In Sri Lanka over half of the children who work are below 15 years
and 95 per cent of them are from the rural areas, she said.
“The International Day against child labour falls on June 12. A
workshop on “Eliminating child labour” organised by the PANOS Institute
Sri Lanka, attended by a team of experts was held at the Sri Lanka
Foundation Institute, recently.
Wijemanne told the workshop that 70 per cent of child labourers are
doing household work. Explaining the pattern of child labour in Sri
Lanka, she said children work in construction sites, textile and garment
trade manufacturing and industrial establishments and in the
agricultural sector.
Sixty-six per cent boys and thirty-four per cent girls among the
working child population did not attend schools. Some children work as
“Child beggars” on the streets while some are involved in commercial sex
and trafficking and serve as child combatants, she said.

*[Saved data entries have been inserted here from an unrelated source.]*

PR #284, opened 2021-02-10
Fix `config.py` tool according to the new API of fido2 python package

### LINKED ISSUE #269: OpenSK does not work properly on Microsoft Edge
## Expected Behavior
I can register the OpenSK key on my Google account

## Actual Behavior
When I try to register the OpenSK key on my Google account, it gets stuck on the confirmation page
Here are the logs:
```
two-step-verification?rapt=***:1 Unchecked runtime.lastError: Could not establish connection. Receiving end does not exist.
two-step-verification?rapt=***:1 Unchecked runtime.lastError: Could not establish connection. Receiving end does not exist.
two-step-verification?rapt=***:1 Unchecked runtime.lastError: Could not establish connection. Receiving end does not exist.
two-step-verification?rapt=***:1 Unchecked runtime.lastError: Could not establish connection. Receiving end does not exist.
```

1. Flash the OpenSK firmware to nRF52840-Dongle
2. Open https://myaccount.google.com/signinoptions/two-step-verification on Microsoft Edge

She said that the worst forms of child labour are domestic labour,
commercial sexual exploitation of children and recruitment of children
as combatants.
“As poverty is the root cause reducing the demand rather than the
supply is important.
If no one employs a child, there will be no child labour. Effective
law enforcement and effective implementation of compulsory education and
easy access to non-formal education will help to eliminate child labour,
she said.
Commissioner of Labour, Women’s and Children’s Division of the
Department of Labour Pearl Weerasinghe said that children under 14
cannot be employed under the strict rules and regulations.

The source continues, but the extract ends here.